## WHAT TO DO
Scan the data below for the string "things". Show every line where it turns up.

(Extracted records)
PR #488, opened 2022-12-05
NW5-Manchester-Zaw Khing-React-Week-1

zkhing:


src/SearchResults.js
```diff
@@ -0,0 +1,33 @@
+import React from "react";
+import Moment from "react-moment";
+import TableRow from "./TableRow";
+
+const SearchResults = props => {
+  console.log(props);
```
Dedekind561, line 6: Hey @zkhing, be sure to remove any rogue `console.log`s from your code - they should only be their for debugging purposes. Your production code shouldn't contain any logs so it's good to get into the habit early on.

src/TouristInfoCards.js
```diff
@@ -0,0 +1,84 @@
+import React from "react";
+
+const TouristInfoCards = () => {
+  return (
+    <div className="flex-container">
+      {/* About Glasgow */}
```
Dedekind561, line 6: :eyes: Comment here

src/TableRow.js
```diff
@@ -0,0 +1,43 @@
+import React from "react";
+import Moment from "react-moment";
+import { useState } from "react";
+
+const TableRow = ({
+  id,
```
Dedekind561, line 6: Nice use of parameter destructuring here! :+1:

src/Order.js
```diff
@@ -0,0 +1,21 @@
+import React from "react";
+import { useState } from "react";
+
+const Order = ({ orderType }) => {
+  //   const orderType = props.orderType;
```
Dedekind561, line 5: Make sure you remove any rogue comments like this - don't think you need this one anymore

src/App.css
```diff
@@ -39,7 +44,7 @@
   padding: 5px 0 20px 0;
 }
 
-tr {
+.btn btn-primary tr {
```
savagematt, line 47: See: https://www.w3schools.com/cssref/css_selectors.php

This selector applies styles to:

* all `tr` elements...
* inside a `btn-primary` element (which doesn't exist- `btn-primary` is a css class)...
* inside an element with `class=btn`

I'm not sure what your intention was here- let's chat about it when we meet.

src/Bookings.js
```diff
@@ -1,18 +1,47 @@
...
+  }
+
   const search = searchVal => {
+    const filteredName = bookings.filter(
+      booking =>
+        booking.firstName.toLowerCase() === searchVal ||
+        booking.surname.toLowerCase() === searchVal
+    );
+    setBookings(filteredName);
     console.info("TO DO!", searchVal);
```
savagematt, line 30: It's best to avoid committing any console statements. 

They are sometimes ok for debugging as long as you only use them locally and remove them before pushing your changes.

If you don't keep on top of use of `console`, as the codebase grows you accumulate more and more of them and it can get messy and confusing, and annoying for other developers working on the codebase.

savagematt: Reminder for next checkin- I can show you how to use the Chrome debug tools so you don't need to do this.

src/TableRow.js
```diff
@@ -0,0 +1,55 @@
...
+  surname,
+  email,
+  roomId,
+  checkInDate,
+  checkOutDate,
+  showProfile
+}) => {
+  const [color, setColor] = useState(false);
+
+  function getProfile() {
```
savagematt, line 18: This is not essential, but when you click the "Show Profile" button, the row also gets highlighted. That could be confusing to users.

This happens because the click event gets handled by `button`, but then also bubbles up to the `tr` that the `button` is inside, and the `onClick` on `tr` highlights the row.

If you wanted the "Show Profile" button to just display the profile `div`, without  also highlighting the row, you could call `stopPropagation()`, so the event is handled only by `button` and then React prevents it reaching parent components. 

Like this:

```
function getProfile(e) {
   e.stopPropagation();
   //... rest of your code
```

For more info, see: https://reactjs.org/docs/events.html#overview

src/Bookings.js
```diff
@@ -1,18 +1,47 @@
...
+
+  function showProfile(profile) {
+    setProfile(profile);
+  }
+
   const search = searchVal => {
+    const filteredName = bookings.filter(
+      booking =>
+        booking.firstName.toLowerCase() === searchVal ||
+        booking.surname.toLowerCase() === searchVal
```
savagematt, line 27: Try searching for "JOHN" instead of "john"- what happens? Can you see why?

savagematt: See also line 37

src/Footer.js
```diff
@@ -0,0 +1,15 @@
+import React from "react";
+
+const Footer = props => {
+  return (
+    <div className="footer">
+      <ul>
+        {props.contact.map((address, index) => (
+          <li key={index}> {address} </li>
```
savagematt, line 8: Remembered `key`- nice!

src/Heading.js
```diff
@@ -0,0 +1,16 @@
+import React from "react";
+
+const Heading = () => {
+  return (
+    <div>
+      <header className="App-header">CYF Hotel</header>
+      <img
+        className="hotel-logo"
+        src="https://cdn.dribbble.com/users/4031439/screenshots/10789004/media/4b07136e303947c2f2075b5b1995cf20.jpg?compress=1&resize=400x300&vertical=top"
+        alt=""
```
savagematt, line 10: It's good to get in to the habit of filling in `alt` for users on screen readers

src/Search.js
```diff
@@ -1,23 +1,38 @@
-import React from "react";
+import React, { useState } from "react";
+import SearchButton from "./SearchButton";
+
+const Search = ({ search }) => {
+  const [searchInput, setSearchInput] = useState("");
+
+  function handleSearchInput(event) {
+    setSearchInput(event.target.value);
```
savagematt, line 8: What happens if I delete the text in the search box and press "Search" again?

src/SearchButton.js
```diff
@@ -0,0 +1,11 @@
+import React from "react";
+
+const SearchButton = () => {
+  return (
+    <div>
+      <button className="btn btn-primary">Search</button>
```
savagematt, line 6: I _think_ this should also have `type="submit"`, because it's intended to submit the enclosing form.

Not essential because for some reason the code still works without it- I think React is doing something clever here to make it work as you'd expect.

savagematt (commented):
Zaw, this is looking really, really good. You've grasped how hooks work perfectly, and that's one of the hardest bits of React for most people.

PR #489, opened 2022-12-06
NW5-Manchester-Refik Gulak-cyf-hotel-react week-1

Refik48:


src/CustomerProfile.JS
```diff
@@ -0,0 +1,20 @@
+import React, { useState, useEffect } from "react";
```
savagematt, line 1: Need to rename the file with a lowercase .js instead of .JS

src/Heading.js
```diff
@@ -0,0 +1,12 @@
+import React from "react";
+
+const Heading = () => {
+  return (
+    <header className="App-header">
+      <img className="logo" alt="Heading logo" src="../public/Hotel1.png" />
```
savagematt, line 6: create-react-app does some magic with the `public` directory- the correct `src` for this is just `/Hotel1.png`

src/SearchResults.js
```diff
@@ -0,0 +1,45 @@
...
+            <th scope="col">E-mail</th>
+            <th scope="col">Room No</th>
+            <th scope="col">Check-in Date</th>
+            <th scope="col">Check-out Date</th>
+            <th scope="col">Numer of Nights</th>
+            <th scope="col">Profile</th>
+          </tr>
+        </thead>
+        <tbody>
+          {props.results.map((booking, index) => {
```
savagematt, line 29: If you run the app with `npm run start`, and then open [Chrome developer tools ](https://developer.chrome.com/docs/devtools/open/), then go to the console tab you'll see it complaining that `props` isn't defined.

This is because you've already destructured `{results}` on line 4.

So you can just say `{results.map...` here.

src/Bookings.js
```diff
@@ -1,20 +1,39 @@
...
+import Search from "./Search";
+import SearchResults from "./SearchResults";
 
 const Bookings = () => {
+  const [bookings, setBookings] = useState(null);
+  useEffect(() => {
+    fetch("https://cyf-react.glitch.me")
+      .then(res => res.json())
+      .then(data => {
+        console.log(data);
```
savagematt, line 11: Generally you want to avoid using `console.log` in project where it's not just you working on it, because it tends to clutter up the console output.

I'll show you how to use the debugger in Chrome developer tools so you can get the same information without using `console.log`

src/Bookings.js
```diff
@@ -1,20 +1,39 @@
...
+      });
+  }, []);
+
   const search = searchVal => {
     console.info("TO DO!", searchVal);
+    const selectedBooking = bookings.filter(
+      item =>
+        item.firstName.toLowerCase().includes(searchVal.toLowerCase()) ||
+        item.surname.toLowerCase().includes(searchVal.toLowerCase())
+    );
```
savagematt, line 22: This is really good! It's cool that you've lowercased _both_ the search terms and the fields you're searching over.

I also like that you're using `includes` instead of `===`, to allow users to search for any part of the string.

There could be a good argument for using `startsWith` as an alternative to `includes`, because this might reduce unwanted results in the search output. But this is the sort of thing you'd usually discuss with the customer, or your business analyst.

src/CustomerProfile.JS
savagematt: You can get this feedback by typing `npm run start` into the terminal.

src/CustomerProfile.JS
```diff
@@ -0,0 +1,20 @@
...
+
+const CustomerProfile = (props) => {
+  console.log(props);
```
savagematt, line 4: See earlier comments on using `console.log`

src/CustomerProfile.JS
```diff
@@ -0,0 +1,20 @@
...
+  const [profileId, setProfileId] = useState("");
+
+  useEffect(() => {
+    setProfileId(props.id);
+  }, [props.id]);
+
+  console.log(props.id);
```
savagematt, line 11: You don't need an effect at this point in the exercise, because we're just displaying `props.id` rather than fetching data from somewhere else. But it's fine to have this here as a placeholder.

`useEffect` will make more sense in [Lesson 3 point 21](https://github.com/CodeYourFuture/cyf-hotel-react#21-display-a-customer-profile---step-2)

src/Search.js
```diff
@@ -1,23 +1,37 @@
-import React from "react";
+import React, { useState } from "react";
+import SearchButton from "./SearchButton";
 
-const Search = () => {
+const Search = props => {
+  const [searchInput, setSearchInput] = useState("");
+  function handleSearchInput(event) {
+    console.log(event.target.value);
```
savagematt, line 7: See comments on `console.log` above

src/SearchTableRow.js
```diff
@@ -0,0 +1,37 @@
...
+  return (
+    <tr className={isSelected ? "bg-info" : null} onClick={handleClick}>
+      <td id="id">{booking.id}</td>
+      <td id="title">{booking.title}</td>
+      <td id="fName">{booking.firstName}</td>
+      <td id="sName">{booking.surname}</td>
+      <td id="email">{booking.email}</td>
+      <td id="roomNo">{booking.roomId}</td>
+      <td id="chekIn">{booking.checkInDate}</td>
+      <td id="checkOut">{booking.checkOutDate}</td>
```
savagematt, line 21: Nice that you add `id` here- this makes it easier to find these columns during testing later on

src/TouristInfoCards.js
```diff
@@ -0,0 +1,23 @@
...
+  return props.cardArr.map((card, index) => {
+    return (
+      <div key={index} className="card m-5" style={{ width: 18 + "rem" }}>
+        <img src={card.img} alt="City views " className="card-img-top" />
+        <div className="card-body">
+          <p>{card.text}</p>
+          <a
+            href={card.link}
+            rel="noopener noreferrer"
+            target="_blank"
```
savagematt, line 12: Good that you've thought about opening off-site links in a new tab

PR #492, opened 2022-12-06
NW5 Manchester - Luan Souza - React - Week 1

luan-murilo-de-oliveira-e-souza:


Dominic-Taylor-Dev (commented):
I really like what you did here. A few things I spotted in terms of user experience:

- Search works to some extent, but once I've searched I can't 'unsearch' to see the full list again. It would be nice if the search was 'live' i.e. when I delete my search term, I see the full list, as I type letters, the list gets smaller. As a minimum, I should be able to get result for another search if I type in a new word
- After adding a new booking, when I click the button the popup should disappear
- When I create a new booking, and then 'show profile', all of the fields like customer ID are empty. Even things like email that I just filled out. This seems a little odd

I'll have a look at the code now and see if anything jumps out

## ANSWER SPACE
I really like what you did here. A few things I spotted in terms of user experience:
- When I create a new booking, and then 'show profile', all of the fields like customer ID are empty. Even things like email that I just filled out. This seems a little odd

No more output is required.